This is an implementation of a compiler for a programming language called Blink described in the medium blog series : https://hackernoon.com/lets-build-a-programming-language-2612349105c6
- Object-oriented.
- Statically-typed.
- Datatypes: int, float, bool, string. All types inherit from supertype Object.
- Let expressions to declare variables:
let message: String = "Hello, Blink!" in {
Console.println(message)
}
- Omitting the curly braces: Whenever the body contains a single expression the curly braces around the body can be omitted.
- Functions:
func sum(a: Int, b: Int): Int = {
a + b
}
func sum(a: Int, b: Int) = a + b
- Classes: all non-function properties are private and all function properties are public, getters and setters to access non-function properties
class Person {
//non-function properties
var firstname: String = "Klaus"
var lastname: String
var age: Int
//getter
func firstname(): String = {
firstname
}
//setter
func setFirstname(name: String) = {
firstname = name
}
}
let p = new Person() in { }
- Constructors, inheritence, overriding:
- constructors:
class Person(firstname: String, lastname: String) {
func firstname(): String = firstname
func setFirstname(name: String) = firstname = name
func lastname(): String = lastname
func setLastname(name: String) = lastname = name
}
- inheritence:
class Employee(firstname: String, lastname: String) extends Person(firstname, lastname) {
}
- overriding:
class Person(firstname: String, lastname: String) {
override func toString(): String = {
firstname + " " + lastname
}
}
- Everything is an object: Everything is an object. primitives like int's and double's are also objects. 1 + 2 is evaluated as 1.+(2). This is awesome feature which enables us to define operators to custom types.

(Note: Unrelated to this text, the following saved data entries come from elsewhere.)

PR #578, opened 2024-10-29
18.0 mig l10n fr siret

fredericgrall:


l10n_fr_siret/models/res_partner.py
```diff
@@ -0,0 +1,167 @@
...
+    _inherit = "res.partner"
+
+    siren = fields.Char(
+        string="SIREN",
+        size=9,
+        tracking=50,
+        help="The SIREN number is the official identity "
+        "number of the company in France. It composes "
+        "the first 9 digits of the SIRET number.",
+    )
```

- There is no statement, only expressions and definitions The difference b/w an expression and a statement is that an expression always evaluates to a value but a statement just performs an action without evaluating to a value. In javaScript:
if (<some condition>) {
// some code that is evaluated
}
This is an if-statement, it does not evaluate to a value. In Blink:
let isAnAdult = if(age >= 18) { true } else { false }
This is an if-expression, it evaluates to a boolean type value, so this if-expression can be used anywhere an expression can be used, like in an variable declaration.
Source code is analyzed for lexemes, which are meaningfull elements in the source language like func, if, while, identifiers, strings, numbers, operators, single characters like { [ ; : , . etc..
A lexeme is uniquely identifiable string of characters in a source language
From lexemes a sequence of tokens is generated.
A token is an object describing a lexeme.Along with the value of the lexeme (the actual string of characters) it contains information such as its type - is it a keyword? is it a identifier? an operator? and the position in source code where it appears (row number/ column number)
If the compiler comes a string of characters it cannot identify as a meaningfull element of the source language it will throw an error and stop its execution.
This phrase takes the tokens generated by the lexical analysis and creates a data structure called an Abstract syntax tree. This tree reflects the syntactic structure of the code.
In this phrase
- Syntax errors are found and reported to the user in the form of error messages which contain a description of the error and the line number in the file where that error occured.
This phrase takes the AST from the syntax analysis and creates an Annotated AST and a Symbol table.
This phrase checks if the program is consistent with all the semantic rules of the source language.
-
Type inferrence: If the language supports type inference, then the compiler tries to infer the types of all untyped expressions in the program. After successfully inferring the type, the compiler will annotate the corresponding node in the AST with the inferred type information.
-
Type checking: Type checking happens.
-
Symbol management: The compiler maintains a data structure called a Symbol table which contains information about all the names(symbols) in the program. Using the symbol table the compiler can query various types of questions like
- Is the variable declared before use?
- Are there two variables with the same name in the same scope?
- What is the type of this variable?
- Is this variable available in the current scope?
This phrase takes in the Annotated AST from the semantic analysis and produces an intermediate machine-independent low-level code. Three-address code is one such type of code.
3AC in it's simplest form is a language in which an instruction is an assignment and has at most 3 parts.
a:= b <operator> c or a:= b
This phrase takes the 3AC code and tries to optimize by making it shorter or faster. A simple optimization would be remove temporary assignments from the 3AC code.
This phrase takes the optimized intermediate code and translates it into machine-dependent code, assembly, or any other target low-level language.
An interpreter will take the source code and generate an intermediate representation which can either be an AST, Annotated AST or the 3AC code and immediately evaluate it.
A compiler will translate the source code into efficient machine code. The machine code can evaluated later and is not the job of the compiler to do so.